TASK STATEMENT: Once you reach the line containing "PR #8349, opened 2026-08-11", copy it and every line after it exactly, through the end of the data below.

DATASET ENTRIES:
PR #8334, opened 2026-08-07
Scale remaining time by playback speed

reedstrm:
### Changes

Scaled the time remaining (negative number at the end of the timebar) by the current playback speed, so that it indicates
the actual time left to play. The clock time "Ends at" time was already scaled. To make it clear, I added a parenthetical scaling number as well. I purposefully did not scale the position in video or scrubbing numbers: those still show the actual  video stream time point, so references to specific time codes are still correct.

image

### Code assistance

Codex was used to quickly find the location in the code to change. I wrote the code, following existing variable naming conventions and code style. 

---


src/apps/legacy/controllers/playback/video/index.js
```diff
@@ -847,10 +849,10 @@ export default function (view) {
             }
 
             if (userSettings.enableVideoRemainingTime()) {
```
slickwarren, line 851:
```suggestion
            if (userSettings.enableVideoRemainingTime()) {
                const playbackRateText = playbackRate != null && Number(playbackRate) !== 1 ? ' (' + playbackRate + 'x)' : '';

```

this will only compute the const when it will actually be used

slickwarren (commented):
just suggesting to move the first const into the if block that it is used in, since this const isn't used outside of it.

PR #8338, opened 2026-08-08
Open external password reset link on different provider

### LINKED ISSUE #22: Override the "forgot password" functionality?

viown:
In cases when using an external provider (like LDAP) for password resets, the "PinFile" can be a url to an external password reset link. To avoid incorrectly asking for a pin, this PR allows instead to redirect to that provider and then return to the login page.

Ideally this should be sent as a separate action from the server.

### Changes
Redirect to external password reset provider when it's detected as a URL

### Issues
Fixes https://github.com/jellyfin/jellyfin-plugin-ldapauth/issues/22

### Code assistance
None

---

### DIFF
--- a/src/apps/legacy/routes/session/forgotPassword/index.tsx
+++ b/src/apps/legacy/routes/session/forgotPassword/index.tsx
@@ -10,6 +10,7 @@ import Input from 'elements/emby-input/Input';
 import globalize from 'lib/globalize';
 import ServerConnections from 'lib/jellyfin-apiclient/ServerConnections';
 import { getAuthenticationApi } from 'utils/sdk/authentication-api';
+import { isValidUrl } from 'utils/url';
 
 export const ForgotPasswordPage = () => {
     const navigate = useNavigate();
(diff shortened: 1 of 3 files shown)


src/apps/legacy/routes/session/forgotPassword/index.tsx
```diff
@@ -41,13 +42,19 @@ export const ForgotPasswordPage = () => {
...
-                    msg = globalize.translate('MessageForgotPasswordFileCreated');
-                    msg += '<br/><br/>';
-                    msg += globalize.translate('MessageForgotPasswordPinReset');
-                    msg += '<br/><br/>';
-                    msg += result.PinFile;
-                    msg += '<br/>';
-                    callback = () => navigate('/forgotpasswordpin');
+                    if (result.PinFile && isValidUrl(result.PinFile)) {
+                        msg += globalize.translate('MessageForgotPasswordRedirect');
+                        window.open(result.PinFile, '_blank', 'noopener,noreferrer');
```
thornbill: Should use the `openUrl` function here to support apps.

https://github.com/jellyfin/jellyfin-web/blob/8327b68236c8bee70157be3d608d829c81269512/src/scripts/shell.js#L23

thornbill (commented):
I had no clue the ldap plugin did this. 😄

thornbill (approved):

PR #8339, opened 2026-08-08
Add playback speed control for audio playback

slickwarren:
### Changes

The html audio player already implemented setPlaybackRate/getPlaybackRate and reported PlaybackRate as a supported feature, but it never exposed getSupportedPlaybackRates and no audio UI opened the rate menu, so the control was only reachable from the video OSD.

Add getSupportedPlaybackRates to the audio player and a speed button to the now playing bar and the full screen now playing screen. The button is hidden when the active player does not report PlaybackRate, so remote and cast targets do not show a dead control.

The rate menu and the rate list were previously inline in playersettingsmenu and the html video player. Both are now shared through components/playback/playbackRateMenu so the audio side does not duplicate them. The shared menu also converts the action sheet id back to a number before applying it, rather than relying on the string being coerced.

Media elements reset playbackRate to defaultPlaybackRate whenever a new source loads, so setPlaybackRate sets both. Without this the rate resets on every track, which makes the control basically useless for audiobooks.

image
image

player view:
image

### Issues

https://features.jellyfin.org/posts/1242/android-app-playback-speed-for-audio
existing PRs that didn't address comments on this feature and are stale / closed:
*  [#7281](https://github.com/jellyfin/jellyfin-web/pull/7281) 
* [#8107](https://github.com/jellyfin/jellyfin-web/pull/8107) 

### Code assistance

some code generated by LLM; also used the LLM to generate test data locally and help to ensure I followed all guidelines for contributing to this repo. 
---


slickwarren:
sorry to ping you directly but @dmitrylyzo do you know a good person to review this PR? Its a feature that's been attempted a few times in this repo and I'd like to help if possible. I'm trying to be more active in the community here.

slickwarren:
what's the best way to get something reviewed in this repo?

PR #8162, opened 2026-07-06
Fix backup list refreshing while backup jobs are active

theguymadmax:
We are currently querying for a backup list while backup jobs are running, leading to errors in the logs when the backup page is left open. 

This is a frontend fix, and a separate (independent) backend fix is in progress: https://github.com/jellyfin/jellyfin/pull/16223. 

### Changes
Don't query the backup manifest when a backup or restore is in progress. 

### Issues
Fixes: https://github.com/jellyfin/jellyfin/issues/15536

### Code assistance
N/A

---

* [x] I have read and followed the [contributing guidelines](https://github.com/jellyfin/jellyfin-web/blob/master/CONTRIBUTING.md).
* [x] I have tested these changes.
* [x] I have verified that this is not duplicating changes in an existing PR.
* [ ] I have provided a *substantive* review of [another web PR](https://github.com/jellyfin/jellyfin-web/pulls?q=is%3Apr+is%3Aopen+-label%3Adependencies+-label%3Ablocked+-label%3Abackend+-label%3Ainvalid+-label%3A"merge+conflict"+-label%3Astale+-author%3A%40me).

PR #8345, opened 2026-08-09
Fix dashboard "Scan All Libraries" button disabled without feedback

marcelmanz:
### Changes
Fixing `isScanning` condition with a proper guard before the check so it does not return also true when the `librariesTask` is undefined.

### Issues
n/a

### Code assistance
I debugged this because I am an user of jellyfin web in brave and for a while the button was disabled, so with the help of pi-coding-agent (GLM 5.2) I cloned the repo in a /tmp repository to quickly check what could be the issue. Then I did check myself that the report made sense and implemented the fix manually.

---

* [x] Review another web PR: #8162

### DIFF
--- a/src/apps/dashboard/routes/index.tsx
+++ b/src/apps/dashboard/routes/index.tsx
@@ -113,7 +113,7 @@ export const Component = () => {
                                 onScanLibrariesClick={onScanLibraries}
                                 onRestartClick={promptRestart}
                                 onShutdownClick={promptShutdown}
-                                isScanning={librariesTask?.State !== TaskState.Idle}
+                                isScanning={librariesTask && librariesTask.State !== TaskState.Idle}
                             />
                             <ItemCountsWidget />
                             <RunningTasksWidget tasks={tasks} />
--- a/src/apps/dashboard/routes/index.tsx
+++ b/src/apps/dashboard/routes/index.tsx
@@ -8,6 +8,7 @@ import { useQueryClient } from '@tanstack/react-query';
 
 import ConfirmDialog from 'components/ConfirmDialog';
 import Page from 'components/Page';
+import Toast from 'apps/dashboard/components/Toast';
 import { useApi } from 'hooks/useApi';
 import globalize from 'lib/globalize';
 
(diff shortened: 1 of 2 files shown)


Chris4942 (commented):
I was confused about what `isScanning` had to do with disabling the button so I dug through and I saw that `isScanning` is piped into `loading` on a `<Button>` and this is what `loading` on a material `Button` does:
```ts
  /**
   * If `true`, the loading indicator is visible and the button is disabled.
   * If `true | false`, the loading wrapper is always rendered before the children to prevent [Google Translation Crash](https://github.com/mui/material-ui/issues/27853).
   * @default null
   */
  loading?: boolean | null;

```
so, it does indeed make sense to me that we'd want to enable the button if there was no `libraryTask` since that would indicate that no scan is happening; however, it's still unclear to me in what case there is no `libraryTask`. Furthermore, it seems like clicking on the button wouldn't do anything anyway if there were no `libaryTask` as the `onScanLibaries` also depends on `libraryTask` (though it's just repeating the same lookup that `libraryTask` is doing.
```ts
    const onScanLibraries = useCallback(() => {
        const scanLibrariesTask = tasks?.find((value) => value.Key === 'RefreshLibrary');

        if (scanLibrariesTask?.Id) {
            startTask.mutate({
                taskId: scanLibrariesTask.Id
            });
        }
    }, [ startTask, tasks ]);
```

```ts
    const librariesTask = useMemo(() => (
        tasks?.find((value) => value.Key === 'RefreshLibrary')
    ), [ tasks ]);
```
(Unless of course the `librariesTask` memo went stale and somehow wasn't updated, which would be a whole other issue).

So I guess, the follow up to this is just the question: what would happen if there is no task with `task.Key == 'RefreshLibrary'` and you run `onScanLibrariesTask`. Would it do nothing or am I missing something?

marcelmanz:
> So I guess, the follow up to this is just the question: what would happen if there is no task with `task.Key == 'RefreshLibrary'` and you run `onScanLibrariesTask`. Would it do nothing or am I missing something?

It will do nothing, and that is not great. But I think pressing a button and seeing no effect is clearer than seeing for weeks that the button is disabled without any context. I think in my case it was the way the browser was redirecting to some wrongly cached data or something.

Reading your comment gave a second thought on it, and the best simple solution for now might be showing some feedback. I see that the already existing pattern in the repo is to show a toaster for some issues related to buttons, so I implemented that in c0c0faa978.

Given that it is a design decision I invite any maintainer to change the code as they like.

Cheers!

Chris4942:
I would have a slight preference for hover tooltip over toast because you only care about if you can run a scan if you’re trying to click the button. I’m not sure how that would be implemented in react though.

Also, I’m not a maintainer, so either one is fine with me.

PR #8349, opened 2026-08-11
Add library setting to enable directory mtime pruning during scans

jhuebel:
## Dependency

Requires jellyfin/jellyfin#17600 (`LibraryOptions.EnableDirectoryMtimePruning`) to be present on the server for the setting to have any effect. The checkbox itself is inert against older servers (the field is simply ignored).

## Summary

WRITTEN ANSWER:
PR #8349, opened 2026-08-11
Add library setting to enable directory mtime pruning during scans

jhuebel:
## Dependency

Requires jellyfin/jellyfin#17600 (`LibraryOptions.EnableDirectoryMtimePruning`) to be present on the server for the setting to have any effect. The checkbox itself is inert against older servers (the field is simply ignored).

## Summary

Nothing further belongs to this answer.